Carolyn slumped back onto the asphalt. Her breath puffed white under the streetlamp. She smiled a little, but couldn't bring herself to do much more.
I did it
, she thought.
I really did
. She felt no real triumph, not even relief. She was numb.

It was a pleasant species of numbness, though.

As a side effect of being outside of time, David was now weightless. She pushed him off her with the barest touch. He hung frozen in the night air, bobbing slightly, like a deflating balloon.

Carolyn heard footsteps behind her. “Hello, Erwin.” Her voice was very hoarse. She sat up, coughing, and wrapped her arms around her knees. “Can you help me up?”

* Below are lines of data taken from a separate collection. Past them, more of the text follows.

PR #353, opened 2021-10-29
Be less strict with window sizes exceeding trial

cedricrommel:
In PR https://github.com/braindecode/braindecode/pull/304, a new assertion check is added to `_compute_window_inds` (involved in trial-based windowing), to prevent trials which are too short compared to the requested window size. While the check is really useful for robustness, I wonder whether raising an error regardless of the severity of the inconsistency is not too harsh.

To illustrate what I mean, here is my personal example:
After rebasing onto braindecode/master, I encountered errors when loading the MASS dataset that I have been using for a while now. Probably due to `mne.resample` issues, it happened that one trial of one recording out of 64 had a slight misalignment, making its size be 3839 instead of 3840 (window size). And because of this, the whole dataset could not be loaded. So the first thing I did was find out what raw was causing the problem, what trial, go to the data saved locally, fix it, etc... But then I though that maybe this might happen quite often to other users as well and that warning the users (as it was done before PR https://github.com/braindecode/braindecode/pull/304) and just dropping the bad trial instead of raising an error and stopping all computation might be a good alternative.

What do you think?

### DIFF
--- a/braindecode/preprocessing/windowers.py
+++ b/braindecode/preprocessing/windowers.py
@@ -30,7 +30,7 @@ def create_windows_from_events(
         window_size_samples=None, window_stride_samples=None,
         drop_last_window=False, mapping=None, preload=False,
         drop_bad_windows=True, picks=None, reject=None, flat=None,
-        on_missing='error', n_jobs=1):
+        on_missing='error', accepted_bads_ratio=0.1, n_jobs=1):
     """Create windows based on events in mne.Raw.
 
     This function extracts windows of size window_size_samples in the interval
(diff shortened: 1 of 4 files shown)


robintibor:
I like the idea of this argument as an easier way to handle the case of too small recordings. I would prefer to keep the default to crash, i.e., `accepted_bads_ratio=0.` by default, and on crash put in the error message that this argument exists and can be used to prevent the crash (in the error message already displaying what ratio we have/what would need to be set to prevent crash. This way we ensure that it is not missed if some recording is too short (warnings can be more easily missed obviously).

robintibor:
great now only add something to whats_new missing @cedricrommel  :))

cedricrommel:
Sure, here it is :)

robintibor:
Amazing stuff, merged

“Err…” Erwin said, speaking through lips that were split and swollen, “I ain't for sure. I'll try.” He limped toward her a little quicker. He was holding his left hand over a bleeding hole in his leg. In his right was the HK with which he had shot David. Smoke curled up out of the barrel.

Erwin reached down with one thick hand. Carolyn took it. He lifted her easily.

“What's wrong with him?” He poked David with a finger. He spun easily, a foot or two off the ground.

“Don't do that,” she said. “Let me in there for a second, would you?”

Erwin looked at her, then shrugged and stepped back.

She stopped David's spinning, then turned him so she could examine the wound. It would certainly have been fatal, even for one such as David. The left side of his head was missing. “Good shot,” she said, “almost perfect, really.” She flicked her eyes at Erwin. “The angle was a little off, but that was my fault. We were supposed to be at a seven degree angle to you, but it was more like nine. It was tough to focus with that darn spear hole in my leg.”

“Yeah,” Erwin said slowly. “I 'spect it was. How'd you know I'd—”

“Command Sergeant Major Erwin Charles Leffington, US Army, retired. Born April 8, 1965, late of the Eighty-Second Airborne. Before that, two years in US Army Marksmanship Unit. When was the last time you missed a shot, Erwin?”

“Before tonight, you mean?” David had allowed Erwin to empty the pistol at him before they arrived, for sport. “I don't remember exactly,” he said. “It's been a while.”

“Don't beat yourself up about it. You couldn't have hit him earlier. No one could. Come over here; let me take a look at that leg.” She squatted down to examine the cut in Erwin's thigh. “You're OK. No arterial bleeding. He was going to play with you for a while.” She lay back on the
street. “I'm sorry about that. I had to wait until you were pretty beaten down. That way he wouldn't consider you a threat.”

“ 'Saright. Don't mind takin' some licks in a good cause.” Erwin spat. “And that guy was a real asshole.”

“You have no idea.” Carolyn closed her eyes, collecting herself.
I did it
, she thought again.
I really, actually did
.

“So…what did I miss?” Steve asked. He and Naga were walking down the road from the direction of the Library. “What happened here?”


Dammit
, Steve!” Carolyn said. “I told you to wait in the Library. Don't you
ever
listen?”

“You're not the boss of me.”

Erwin looked over his shoulder. “Hey, kid. How ya doin'?”

Steve gave him a little wave. “C'mon, don't keep me in suspense. What happened?”

“Well,” Erwin said, “basically that asshole there was all strangling her, so I kinda shot him a little. In the face, like.”

“Thanks, by the way,” Carolyn said.

Steve furrowed his brow, confused. “How'd you manage that? When we rolled up you had just run out of bullets.”

“I wondered about that myself,” Erwin said. “It was the damnedest thing. So, like, when you guys showed up the big dude just dropped me. I was too punchy to fight. I was gonna fall back to that house over there”—he pointed at the only house on the street with lights on—“and call for backup. In training, they drilled it into us never to leave a weapon on the field—I used to beat the shit out of guys for that—so on the way I grabbed my pistol, even though it was empty. Kind of by reflex, like.